I dont own that gun, but I do have an old savage that was my first high power rifle. and like ive alwayse said, the savage rifles are realy boring to look at, but they will shoot with the best of them. the only thing I would suggest if you did get that package, is get some different rings for the scope. the vertical rings have a much higher tendancy to come loose after shooting. so for about 20 bucks you can upgrade to a standard weaver ring.


----------



## NDTerminator (Aug 20, 2003)

The Savage rifles with Accu-Trigger are one of the most accurate out of the box production rifles. They aren't as pretty as a Remington 700 (my favorite rifle), but they do shoot! The scopes and rings on their package rifles are very cheap, and I think a guy is much better to buy the rifle bare, then put on quality bases, rings, and scope...


----------



## thorpebe (Oct 3, 2003)

I have shot a savage 243 for about 8 years and have had good luck with it. I would upgrade to a better scope I believe that optics are what makes a good gun a great gun.


----------



## TN.Frank (Nov 12, 2005)

As a general rule I don't like the scopes that come with the combos. IMHO, the 3-9x scope is about the most useless piece of glass a person can put on a rifle. A good 1.5-4.5x or 2-7x would be a much better choice. Even shooting at 400 yrds you only really need a 4x on deer size game. Remember, a 4x scope would make a deer at 400 yrds look like a 1x scope would at 100 yrds and if you can't shoot a deer at 100 yrds using a 1x(or iron sights) you don't need to be taking a 400 yrd. shot. In my neck of the woods(thick, dense woods at that) a 1.5x is mostly all you'll use since most shots will be at 50 yrds or less. On the rare occation that you get a "long" shot it'll be 200-250 yrds so 4-6x is more then enough power. Anyway, I'll get off of my scope rant,lol, if you find a combo that you like it is sometimes a good way to get everything in one fail swoop instead of having to order or piece together stuff. Talk to ya'll later.


----------



## 94NDTA (May 28, 2005)

TN.Frank said:


> As a general rule I don't like the scopes that come with the combos. IMHO, the 3-9x scope is about the most useless piece of glass a person can put on a rifle. A good 1.5-4.5x or 2-7x would be a much better choice. Even shooting at 400 yrds you only really need a 4x on deer size game. Remember, a 4x scope would make a deer at 400 yrds look like a 1x scope would at 100 yrds and if you can't shoot a deer at 100 yrds using a 1x(or iron sights) you don't need to be taking a 400 yrd. shot. In my neck of the woods(thick, dense woods at that) a 1.5x is mostly all you'll use since most shots will be at 50 yrds or less. On the rare occation that you get a "long" shot it'll be 200-250 yrds so 4-6x is more then enough power. Anyway, I'll get off of my scope rant,lol, if you find a combo that you like it is sometimes a good way to get everything in one fail swoop instead of having to order or piece together stuff. Talk to ya'll later.

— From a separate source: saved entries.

PR #19, opened 2020-03-31
ko-356 Add integration test for user provided superuser secret

johntrimble:


tests/testdata/default-single-rack-2-node-dc-with-superuser-secret.yaml
```diff
@@ -0,0 +1,31 @@
+apiVersion: cassandra.datastax.com/v1beta1
+kind: CassandraDatacenter
+metadata:
+  name: dc2
+spec:
+  clusterName: cluster2
+  serverType: dse
+  serverVersion: "6.8.0"
+  serverImage: datastaxlabs/dse-k8s-server:6.8.0-20200316
+  configBuilderImage: datastaxlabs/dse-k8s-config-builder:0.9.0-20200316
```
jimdickinson, line 10: lets use datastax/cass-config-builder, and datastax/dse-server above

johntrimble: This is actually the same for all of our integration tests. If we want to update this for our tests, do you mind if I do that as part of the seed test since I have that one in progress?

PR #22, opened 2020-04-03
KO-365 minor reconcile refactor

sandoichi:


operator/pkg/reconciliation/context.go
```diff
@@ -37,6 +37,8 @@ type ReconciliationContext struct {
 	Services               []*corev1.Service
 	desiredRackInformation []*RackInformation
 	statefulSets           []*appsv1.StatefulSet
+	dcPods                 []*corev1.Pod
```
respringer, line 40: Can we have comments here to describe exactly what each field is?  Especially when we have two fields for something, like pods.

operator/pkg/reconciliation/reconcile_racks.go
```diff
@@ -877,66 +789,53 @@ func isNodeStuckAfterLosingReadiness(pod *corev1.Pod) bool {
...
-		// FIXME make a enum, pods should start in an Init state
-		api.CassNodeState: stateStarted,
-	}
-	podList, err := listPods(rc, selector)
-	if err != nil {
-		rc.ReqLogger.Error(err, "no started pods found for CassandraDatacenter")
-		return false
-	}
+func (rc *ReconciliationContext) isClusterHealthy() bool {
+	pods := FilterPodListByCassNodeState(rc.clusterPods, stateStarted)
```
respringer, line 834: is it conventional for us to use "stateStarted" instead of STATE_STARTED ?

operator/pkg/reconciliation/context.go
sandoichi: This is actually a discussion point, because we (Jim and I) talked about it and weren't sure why we were differentiating between cluster pods and dc pods. Almost everything goes by dc pods, but 2 or 3 functions specifically used cluster pods. Ideally we can just use dcPods for everything if we don't have a good reason to use cluster pods.

operator/pkg/reconciliation/reconcile_racks.go
sandoichi: Camel case seems to be the golang convention for constants. If we already are using full caps in other places though, I can change it.

operator/pkg/reconciliation/reconcile_racks.go
```diff
@@ -1752,3 +1592,79 @@ func (rc *ReconciliationContext) CheckRollingRestart() result.ReconcileResult {
 
 	return result.Continue()
 }
+
+// Apply reconcileRacks determines if a rack needs to be reconciled.
```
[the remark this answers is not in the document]
jimdickinson: I like moving this function to the bottom of the file. Also, can you fix this comment?

operator/pkg/reconciliation/reconcile_racks.go
```diff
@@ -547,19 +538,10 @@ func (rc *ReconciliationContext) CreateSuperuser() result.ReconcileResult {
...
-		api.ClusterLabel: rc.Datacenter.Spec.ClusterName,
-	}
-	podList, err := listPods(rc, selector)
-	if err != nil {
-		rc.ReqLogger.Error(err, "no pods found for CassandraDatacenter")
-		return result.Error(err)
-	}
-
-	pod := podList.Items[0]
+	pod := rc.clusterPods[0]
```
jimdickinson, line 541: this one can definitely be a dcPods reference without any problems

operator/pkg/reconciliation/reconcile_racks.go
jimdickinson: all caps is not a golang thing really, I spent time getting rid of that some months ago

operator/pkg/reconciliation/reconcile_racks_helpers.go
```diff
@@ -0,0 +1,90 @@
...
+	var endpoints = make(map[string]httphelper.EndpointState)
+	for _, ep := range metadata.Entity {
+		endpoints[ep.GetRpcAddress()] = ep
+	}
+	return endpoints
+}
+
+func PodPtrsFromPodList(podList *corev1.PodList) []*corev1.Pod {
+	var pods []*corev1.Pod
+	for idx, _ := range podList.Items {
```
jimdickinson, line 85: the linter will say this is equivalent

```suggestion
	for idx := range podList.Items {
```

operator/pkg/reconciliation/reconcile_racks.go
```diff
@@ -1659,32 +1479,25 @@ func isServerReady(pod *corev1.Pod) bool {
...
+		if err := rc.NodeMgmtClient.CallReloadSeedsEndpoint(pod); err != nil {
 			return err
 		}
 	}
 
 	return nil
 }
 
-func listPods(rc *ReconciliationContext, selector map[string]string) (*corev1.PodList, error) {
+func (rc *ReconciliationContext) listPods(selector map[string]string) (*corev1.PodList, error) {
```
jimdickinson, line 1500: 💯

operator/pkg/reconciliation/reconcile_racks_helpers.go
```diff
@@ -0,0 +1,90 @@
...
+func mapContains(base map[string]string, submap map[string]string) bool {
+	for k, v := range submap {
+		if val, ok := base[k]; !ok || val != v {
+			return false
+		}
+	}
+	return true
+}
+
+func FilterPodListByLabels(pods []*corev1.Pod, labelMap map[string]string) []*corev1.Pod {
```
jimdickinson, line 22: should probably add a docstring

operator/pkg/reconciliation/reconcile_racks_helpers.go
```diff
@@ -0,0 +1,90 @@
...
+	for _, p := range pods {
+		if mapContains(p.Labels, labelMap) {
+			filtered = append(filtered, p)
+		}
+	}
+	return filtered
+}
+
+func FilterPodListByLabel(pods []*corev1.Pod, labelName string, labelVal string) []*corev1.Pod {
+	filtered := []*corev1.Pod{}
```
jimdickinson, line 33: why not just forward this to `FilterPodListByLabels`?

operator/pkg/reconciliation/reconcile_racks.go
```diff
@@ -418,7 +409,7 @@ func (rc *ReconciliationContext) CheckPodsReady() result.ReconcileResult {
 
 	// step 2 - get one node up per rack
 
-	rackWaitingForANode, err := rc.startOneNodePerRack(seedCount)
+	rackWaitingForANode, err := rc.startOneNodePerRack(endpointData, seedCount)
```
jimdickinson, line 412: I'm not sure about this change

sandoichi: How come? We have the potential to use the endpoint data in multiple checks (stuck pods, for example) so I extracted out to a single api call just like the podlist

operator/pkg/reconciliation/reconcile_racks_helpers.go
sandoichi: good point

operator/pkg/reconciliation/reconcile_racks.go
```diff
@@ -1333,11 +1225,10 @@ func (rc *ReconciliationContext) callNodeManagementStart(pod *corev1.Pod) error
 	return err
 }
 
-func (rc *ReconciliationContext) findStartingNodes(podList *corev1.PodList) (bool, error) {
+func (rc *ReconciliationContext) findStartingNodes() (bool, error) {
 	rc.ReqLogger.Info("reconcile_racks::findStartingNodes")
 
-	for idx := range podList.Items {
-		pod := &podList.Items[idx]
+	for _, pod := range rc.dcPods {
```
jimdickinson, line 1231: this could actually be a good use of cluster pods I think 😦

operator/pkg/reconciliation/reconcile_racks.go
jimdickinson: ok this makes more sense to me now

operator/pkg/reconciliation/reconcile_racks.go
```diff
@@ -1752,3 +1559,80 @@ func (rc *ReconciliationContext) CheckRollingRestart() result.ReconcileResult {
 
 	return result.Continue()
 }
+
+// ReconcileAllRacks determines if a rack needs to be reconciled.
+func (rc *ReconciliationContext) ReconcileAllRacks() (reconcile.Result, error) {
+	logger := rc.ReqLogger
+	logger.Info("reconcile_racks::Apply")
+
+	podList, err := rc.listPods(nil)
```
jimdickinson, line 1568: I'm not sure about this - maybe we should filter by pods the operator manages? I know you filter down right under this, but there's some potential this will bring back dozens/hundreds of other pods we aren't responsible for

sandoichi: actually what if we started off by passing in the cluster label filter here, so we initially get our clusterpods and then just grab the dc pods from there for the stuff that needs it. The dc filter already includes the cluster label, so it would cut down an extra filter step + avoid us grabbing anything that we didn't slap our cluster label on

operator/pkg/reconciliation/context.go
jimdickinson: yeah I don't think we can get rid of clusterPods, sadly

TN is a little different than the prarie. 300 + yd shots are not uncommon in ND.


----------



## TN.Frank (Nov 12, 2005)

So for a 300+ yrd shot a 6x should work just fine. Marine and Army Snipers use a 10x scope for 800+ Meter shots, a sportsman shouldn't need anything stronger and 9 out of 10 hunters can't shoot well enough(now, let's be honest out there) to take a shot over 300 yards. I just think that people, for some reason, tend to over scope(just like they over gun) trying to make up for their lack of practice.


----------



## People (Jan 17, 2005)

To get you started it is probably not a bad deal.


----------



## NDTerminator (Aug 20, 2003)

TN, I'm a Sniper School graduate and lead a High Risk Entry/SWAT Team. The reason we primarily use a 10X scope on our rifles is because it's the power at which Mil Dot calculations for range estimation, hold over, and hold off are most easily figured.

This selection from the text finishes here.